# Part II: REGRESSION ANALYSIS

## Chapter 07: Simple Regression

In this chapter, we introduce simple non-parametric regression and simple linear regression. We discuss nonparametric regressions such as bin scatters, step functions and lowess regressions and their visualization. The larger part of the chapter discusses simple linear regression in detail. We introduce the regression equation, how its coefficients are estimated in actual data by the method of ordinary least squares (OLS), and we emphasize how to interpret the coefficients. We introduce the concepts of predicted value, residual, and goodness of fit, and we discuss the relationship between regression and correlation. We end with a note on the relationship between causation and regression.

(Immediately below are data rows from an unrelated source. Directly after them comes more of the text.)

PR #231, opened 2018-06-22
Bug fixes and improvements for DApp UI

am9u:
- Fix the Request Appeal button to actually work
- Fix formatting of the Challenge Results graph (will be DRY-ing this up in an upcoming update)
- Update the Salt form inputs for Commit/Reveal vote to indicate that Salt should be a number

### DIFF
--- a/packages/components/src/ListingDetailPhaseCard/ChallengeResults.tsx
+++ b/packages/components/src/ListingDetailPhaseCard/ChallengeResults.tsx
@@ -1,7 +1,6 @@
 import * as React from "react";
 import styled, { StyledComponentClass } from "styled-components";
 import { colors } from "../styleConstants";
-import { getNumberStringWithCommaDelimeters } from "@joincivil/utils";
 import { buttonSizes, DarkButton } from "../Button";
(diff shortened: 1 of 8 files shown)


packages/components/src/ListingDetailPhaseCard/ChallengeResults.tsx
```diff
@@ -83,7 +82,7 @@ export class ChallengeResults extends React.Component<ChallengeResultsProps> {
             <VotesPerTokenVote vote="remain">
               <span>✔</span> Remain
             </VotesPerTokenVote>
-            <VotesPerTokenCount>{getNumberStringWithCommaDelimeters(this.props.votesAgainst)} CVL</VotesPerTokenCount>
```
nickreynolds: should this just use `getFormattedTokenBalance`?

am9u: Yeah, I removed this method call... and `getFormattedTokenBalance` gets called in the views that implement this view. I'm going to optimize and move those helper calls to this view, but I think I'll do that in a near-future update.

PR #236, opened 2018-06-25
Fixing Challenge Stage Transitions

nickreynolds:
- Fixing callbacks so listings re-render properly when changing state without event being fired. Adding expiry to some components' props so they re-render when it changes.


packages/dapp/src/helpers/listingEvents.ts
```diff
@@ -9,6 +9,7 @@ import { Observable, Subscription } from "rxjs";
 import { BigNumber } from "bignumber.js";
 
 const listingTimeouts = new Map<string, number>();
+const setTimeoutTimeouts = new Map<string, number>();
```
am9u: This is just a funny name

PR #238, opened 2018-06-27
DApp: Detailed progress modals for transactions

am9u:
Update progress modals for all the transactions with better messaging about which transaction is currently in progress


packages/components/src/ListingDetailPhaseCard/ChallengeRevealVoteCard.tsx
```diff
@@ -42,14 +44,37 @@ export class ChallengeRevealVoteCard extends React.Component<
...
-            onInputChange={this.props.onInputChange}
-            transactions={this.props.transactions}
-          />
-        </StyledListingDetailPhaseCardSection>
+        <StyledListingDetailPhaseCardSection>{this.renderCommitVote()}</StyledListingDetailPhaseCardSection>
       </StyledListingDetailPhaseCardContainer>
     );
   }
+
+  private renderCommitVote = (): JSX.Element => {
```
nickreynolds: something about this function's name feels wrong.  should this be "renderRevealVote"

PR #90, opened 2020-10-14
[#46] Make SELECT attribute optional

### LINKED ISSUE #46: Parse placement policies without specific attributes
Some placement policies do not specify selection attributes e.g. "put two copies in container of 6 nodes with SSD". This can be presented as

```
REP 2
SELECT 6 FROM F
FILTER StorageType EQ SSD as F
``` 

Take generic policy "put two copies in container of 6 nodes":

```
REP 2
SELECT 6 FROM *
```

## Expected Behavior

These queries parsed with selectors:

```
SelectorExample1 {           SelectorExample2 {
  name:     ""                 name:     ""
  count     6                  count     6
  clause    SAME               clause    SAME
  attribute ""                 attribute ""
  filter    "F"                filter    "*"
}                            }

```

## Current Behavior
Placement policy parser grammar requires `IN` token in selectors to specify bucket, that makes all these queries invalid.
```
2:10: unexpected token "FROM" (expected "IN")
```

## Possible Solution
Make `IN` token optional in placement policy parser grammar.

cc: @realloc @fyrchik

fyrchik:
Fix #46.

### DIFF
--- a/pkg/policy/grammar.ebnf
+++ b/pkg/policy/grammar.ebnf
@@ -15,7 +15,7 @@ CbtStmt ::= 'CBF', Number1 (* container backup factor *)
 
 SelectStmt ::=
     'SELECT', Number1,    (* number of nodes to select without container backup factor *)
-    'IN', Clause?, Ident, (* bucket name *)
+    ('IN', Clause?, Ident)?, (* bucket name *)
     FROM, (Ident | '*'),  (* filter reference or whole netmap *)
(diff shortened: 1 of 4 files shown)


alexvanin:
> Works great except one thing.

The issue is that default clause is a `DISTINCT`, but all nodes with empty select attribute are virtually placed in same bucket. We've decided to fix this in neofs-api-go by virtually placing each node in separate bucket. It makes sense because in the end each node is unique (with unique private key).

PR #93, opened 2020-10-14
Add gRPC Reflection service

im-kulikov:
Proposal to add gRPC Reflection service that can be enabled by settings `grpc.enable_reflect_service`.

By default, service is disabled and can be enabled only by `grpc.enable_reflect_service`

Read more about at
https://github.com/grpc/grpc-go/blob/master/Documentation/server-reflection-tutorial.md

> gRPC Server Reflection provides information about publicly-accessible gRPC services on a server, and assists clients at runtime to construct RPC requests and responses without precompiled service information. It is used by gRPC CLI, which can be used to introspect server protos and send/receive test RPCs.

Signed-off-by: Evgeniy Kulikov <kim@nspcc.ru>

### DIFF
--- a/cmd/neofs-node/grpc.go
+++ b/cmd/neofs-node/grpc.go
@@ -5,6 +5,7 @@ import (
 	"net"
 
 	"google.golang.org/grpc"
+	"google.golang.org/grpc/reflection"
 )
 
 func initGRPC(c *cfg) {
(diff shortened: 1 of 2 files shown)


cmd/neofs-node/grpc.go
```diff
@@ -4,6 +4,8 @@ import (
 	"fmt"
 	"net"
 
+	"google.golang.org/grpc/reflection"
+
```
alexvanin, line 8: Do we need that empty line there?

alexvanin (commented):
While it is configurable, don't see any issues with that. Don't forget to update commit message with `[#93]` header.

cmd/neofs-node/grpc.go
im-kulikov: Nope, my fault

im-kulikov: fixed

alexvanin (approved):

PR #112, opened 2020-10-21
Set CreationEpoch field value for new objects

### LINKED ISSUE #60: Object pipeline doesn't set creation_epoch field in object.
## Expected Behavior
New objects have non zero `creation_epoch` field. 

## Current Behavior
Objects have zero in `creation_epoch` field.

## Steps to Reproduce
1. Put object.
2. Head object.
3. Check `creation_epoch` field.

cthulhu-rider:
Closes #60.

### DIFF
--- a/cmd/neofs-node/netmap.go
+++ b/cmd/neofs-node/netmap.go
@@ -5,10 +5,31 @@ import (
 	netmapGRPC "github.com/nspcc-dev/neofs-api-go/v2/netmap/grpc"
 	crypto "github.com/nspcc-dev/neofs-crypto"
 	"github.com/nspcc-dev/neofs-node/pkg/morph/event"
+	netmapEvent "github.com/nspcc-dev/neofs-node/pkg/morph/event/netmap"
 	netmapTransportGRPC "github.com/nspcc-dev/neofs-node/pkg/network/transport/netmap/grpc"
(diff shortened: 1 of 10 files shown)


cmd/neofs-node/netmap.go
```diff
@@ -29,6 +50,11 @@ func initNetmapService(c *cfg) {
 			),
 		),
 	)
+
+	c.cfgNetmap.state = newNetworkState()
+	addNewEpochNotificationHandler(c, func(ev event.Event) {
+		c.cfgNetmap.state.setCurrentEpoch(ev.(netmapEvent.NewEpoch).EpochNumber())
+	})
```
alexvanin, line 57: One more thing: update network state with epoch value from sidechain at `bootstrapNode()` function. This way node will be ready to create objects right from the start.

cthulhu-rider: What component and function should I use in `bootstrapNode`?

alexvanin: I think network map wrapper missing `Epoch` method implementation to get current epoch value. Fix it and then invoke this method in `bootstrapNode()`. 

```go
epoch := c.cfgNetmap.wrapper.Epoch()
c.cfgNetmap.state.setCurrentEpoch(epoch)
```

alexvanin (approved):

PR #113, opened 2020-10-21
Process bearer token in ACL service

alexvanin:
If bearer token is presented in the request then check if it is a valid one and then use it to process extended ACL checks.

There are several steps to check if bearer token is valid:
- it should be signed correctly,
- it should be signed by container owner,
- request sender should be specified in `token.OwnerID` field if it is not empty,
- it should have correct lifetime (check will be implemented later).

### DIFF
--- a/cmd/neofs-node/object.go
+++ b/cmd/neofs-node/object.go
@@ -353,6 +353,7 @@ func initObjectService(c *cfg) {
 					eacl.WithMorphClient(c.cfgObject.cnrClient),
 					eacl.WithLogger(c.log),
 				),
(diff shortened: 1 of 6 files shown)


cthulhu-rider (commented):
Сhecks look correct, but did you forget to check the permission to use bearer token `basicACL.BearerAllowed()`?

alexvanin:
> Сhecks look correct, but did you forget to check the permission to use bearer token `basicACL.BearerAllowed()`?

Yes, forgot about that, thank you!

cthulhu-rider (approved):

Issue #122, opened 2020-10-23
Fit Fixed16 balance from sidechain in decimal response


alexvanin:

cthulhu-rider:
Found that if the balance exceeds maximum `int64` value, we receive stack item with `IntegerT` and cut int64 value (e.g. `923 * 10 ^ 16` -> `-9216744073709551616`. 

At the same time `IntFromStackItem` utility function calls [Int64](https://golang.org/pkg/math/big/#Int.Int64) method, that returns undefined value if integer overflows int64. As a solution, we can return `*big.Int` value from `IntFromStackItem` function.

alexvanin:
> Found that if the balance exceeds maximum `int64` value, we receive stack item with `IntegerT` and cut int64 value (e.g. `923 * 10 ^ 16` -> `-9216744073709551616`.
> 
> At the same time `IntFromStackItem` utility function calls [Int64](https://golang.org/pkg/math/big/#Int.Int64) method, that returns undefined value if integer overflows int64. As a solution, we can return `*big.Int` value from `IntFromStackItem` function.

While it is correct, the roots of the issue are a bit deeper.

First of all, both neo-go and neo runtimes are capable to work with 256-bit integers. However, both of them use JSON to encode and decode invocation arguments and stack items of invocation result. In [RFC 7159](https://tools.ietf.org/html/rfc7159) section 6 there is a _recommendation_ to encode numbers in range `[-(2**53)+1, (2**53)-1]`. 

Neo node [throws error](https://github.com/neo-project/neo/blob/cd988e85222f4d9df614f969668d2a915094b2e2/src/neo/SmartContract/JsonSerializer.cs#L97) if the number is out of this bound, while neo-go node can return any `big.Int` number. However neo-go node can't pass `big.Int` number as an invocation parameter, it works only with  `int64` numbers.

---
Back to the balance contract. Now it has `Fixed16` precision. While it can correctly process `Fixed16` inside the contract, `balanceOf` and `transfer` methods can't return or get a number bigger than `2e53-1`. In decimal integer values it will be:
```
# Max decimal integer value
Fixed8:  90 071 992
Fixed12: 9 007
Fixed16: 9
```

With lower precision, we can limit the max size of a single `Deposit` or `Withdraw` transaction so it will produce `transfer` invocation within the bound. However several `Deposit` still can accumulate quite a big number to break the bound. 

[...]

PR #126, opened 2020-10-27
Use dynamic precision convertations in inner ring

alexvanin:
Related to #122


alexvanin:
Added `precision.Convert()` for in-place conversions. This could be useful in `accounting.Balance` when `big.Int` value from RPC node should be packed into `Decimal` value with `int64` value.

cthulhu-rider (approved):

PR #127, opened 2020-10-28
Reduce returned balance precision in accounting.Balance

### LINKED ISSUE #122: Fit Fixed16 balance from sidechain in decimal response

alexvanin:
Closes #122 

Before patch with `Fixed16` precision in balance smart contract:
1. Deposit 900 GAS
1. Deposit 900 GAS
1. `neofs-cli -c config.yml accounting balance`: -44.6744073709551586

After patch:
1. Deposit 900 GAS
1. Deposit 900 GAS
1. `neofs-cli -c config.yml accounting balance`: 1800.00000000

### DIFF
--- a/pkg/morph/client/util.go
+++ b/pkg/morph/client/util.go
@@ -2,6 +2,7 @@ package client
 
 import (
 	"encoding/binary"
+	"math/big"
 
 	sc "github.com/nspcc-dev/neo-go/pkg/smartcontract"
 	"github.com/nspcc-dev/neo-go/pkg/vm/stackitem"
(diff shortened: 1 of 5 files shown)


pkg/morph/client/util.go
```diff
@@ -157,6 +158,21 @@ func IntFromStackItem(param stackitem.Item) (int64, error) {
 	}
 }
 
+// BigIntFromStackItem receives numerical value from the value of a smart contract parameter.
+func BigIntFromStackItem(param stackitem.Item) (*big.Int, error) {
+	switch param.Type() {
+	case stackitem.IntegerT, stackitem.ByteArrayT:
+		i, err := param.TryInteger()
```
cthulhu-rider, line 165: Seems like we can do just
```
func BigIntFromStackItem(param stackitem.Item) (*big.Int, error) {
  return param.TryInteger()
}
```
This is at odds with the approach used in other functions, so it can be done separately in a complex.

cthulhu-rider (approved):

pkg/morph/client/util.go
alexvanin: Seems like a good option! Thank you, fixed.

Issue #125, opened 2020-10-27
Use new "well-known" search related filters in node


alexvanin:
In https://github.com/nspcc-dev/neofs-api/pull/80 and https://github.com/nspcc-dev/neofs-api-go/issues/182 there are new well-known filters `CHILDFREE` and `split.parent`. Adopt in neofs-storage.

PR #128, opened 2020-10-28
Implement primary metabase

cthulhu-rider:
Implement bolt-based metabase that is going to be used in local object storage.

- [x] Put

- [x] Get

- [x] Select

- [x] Delete


alexvanin (approved):
LGTM! 

Don't forget to remove `[#xx]` from commit headers. With new neofs-api-go update tests are failed because of #125, #129. Will fix it soon in separate PR.

PR #132, opened 2020-10-29
Netmap cleaner processor for inner ring

alexvanin:


cthulhu-rider (changes requested):
Logic seems correct.
I suggest to replace proto compiled `github.com/nspcc-dev/neofs-api-go/v2/netmap/grpc.NodeInfo` usage with [types](https://github.com/nspcc-dev/neofs-api-go/blob/352e99d9b91a90f66a18d330a23454719b11bdcb/pkg/netmap/node_info.go#L10) from SDK.

cthulhu-rider (approved):

PR #139, opened 2020-11-03
Emit GAS to storage nodes

alexvanin:


pkg/innerring/processors/alphabet/process_emit.go
```diff
@@ -9,15 +13,61 @@ func (np *Processor) processEmit() {
...
+	}
+
+	ln := len(networkMap.Nodes)
+	if ln == 0 {
+		np.log.Debug("empty network map, do not emit gas")
+
+		return
+	}
+
+	gasPerNode := util.Fixed8(np.storageEmission / uint64(ln))
```
cthulhu-rider, line 53: If `np.storageEmission < ln` then `gasPerNode = 0`, is it correct behavior?

alexvanin: That is a good point. The short answer: I don't know. 

In practice this should be very unlikely, because `np.storageEmission` is a `Fixed8` value. In my internal tests we can spend about 1~2 GAS in an epoch for storage nodes. So `gasPerNode` will be less than zero if there are >1000000 nodes in the network map. 

In this case spending 0 GAS is an predictable behavior. If there are more nodes in the network than storage emission value, then economic model should adapt: either increase storage emission or tranfer GAS to limited set of nodes. 

Both of these options have pros and cons and needs to be discussed. I think I'll create issue on that.

alexvanin: https://github.com/nspcc-dev/neofs-node/issues/143

cthulhu-rider (approved):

## Chapter 08: Complicated Patterns and Messy Data

The first part of this chapter covers how linear regression analysis can accommodate nonlinear patterns. We discuss transforming either or both the dependent variable and the explanatory variable, such as taking log; piecewise linear spline; and quadratic and higher-order polynomials. We discuss whether and when to apply each technique, we emphasize the correct interpretation of the coefficients of these regressions and how we may visualize their results.
The second half of the chapter discusses potential issues with regression analysis with influential observations and measurement error in variables. The chapter closes by discussing whether and how to use weights in regression analysis.

## Chapter 09: Generalizing Results of a Regression

This chapter discusses the methods of generalizing results of a linear regression from our data to the general pattern we care about. We start by describing the two steps of generalization in the context of regression analysis: statistical inference and external validity. Then we turn to statistical inference: quantifying uncertainty brought about by generalizing to the general pattern represented by our data. We discuss how to estimate the standard errors and confidence intervals of the estimates of the regression coefficients, how to estimate prediction intervals, and how to test hypotheses about regression coefficients. We introduce ways to visualize the confidence interval and the prediction interval together with the regression line, and we introduce the standard way to present the results of regression analysis in tables.

## Chapter 10: Multiple Linear Regression

This chapter introduces multiple regression. We start by discussing why and when we should estimate a multiple regression and how to interpret its coefficients. We then turn to how to construct and interpret confidence intervals of regression coefficients and test hypotheses about regression coefficients. We discuss the relationship between multiple regression and simple regression and derive the omitted variable bias. We explain that piecewise linear splines and polynomial regressions are technically multiple linear regressions without the same interpretation of the coefficients. We discuss how to include categorical explanatory variables as well as interactions that help uncover different slopes for groups. We include an informal discussion on how to decide what explanatory variables to include and in what functional form. Finally, we discuss why a typical multiple regression with cross-sectional observational data is not a ceteris paribus comparison, and that, as a result, it may get us closer to causal interpretation without fully uncovering it.

## Chapter 11: Modeling Probabilities

This chapter introduces probability models that have a binary dependent variable. It starts with the linear probability model, and we discuss the interpretation of its coefficients. Linear probability models are usually fine to uncover average associations, but they may be less good for prediction. The chapter introduces the two commonly used alternative models, the logit and the probit. Their coefficients are hard to interpret; we introduce marginal differences that are transformations of the coefficients and have interpretations similar to the coefficients of linear regressions. We argue that linear probability, logit, and probit models often produce very similar results in terms of the associations with explanatory variables, but they may lead to different predictions. We discuss and compare various measeures of fit for probability models, such as the Brier-score, and we introduce the concept of calibration. We end by explaining how data analysts can analyze more complicated y variables, such as ordinal qualitative variables or duration variables, by turning them into binary ones and estimating probability models.

## Chapter 12: Regression with Time Series Data

In this chapter we discuss the opportunities and challenges brought about by regression analyiss of time series data and how to address those challenges. The chapter starts by discussing features of time series variables, such as trends, seasonality, random walk, and serial correlation. We explain why those features make regression analysis challenging and what we can do about them. In particular, we discuss when it’s a good idea to transform the y and x variables into differences, or relative differences. We introduce two methods to get appropriate standard error estimates in time series regressions: the Newey–West standard error estimator and including the lagged y variable on the right-hand side. We also discuss how we can estimate delayed associations by adding lags of x to a time series regression, and how we can directly estimate cumulative, or long run, associations in such a regression.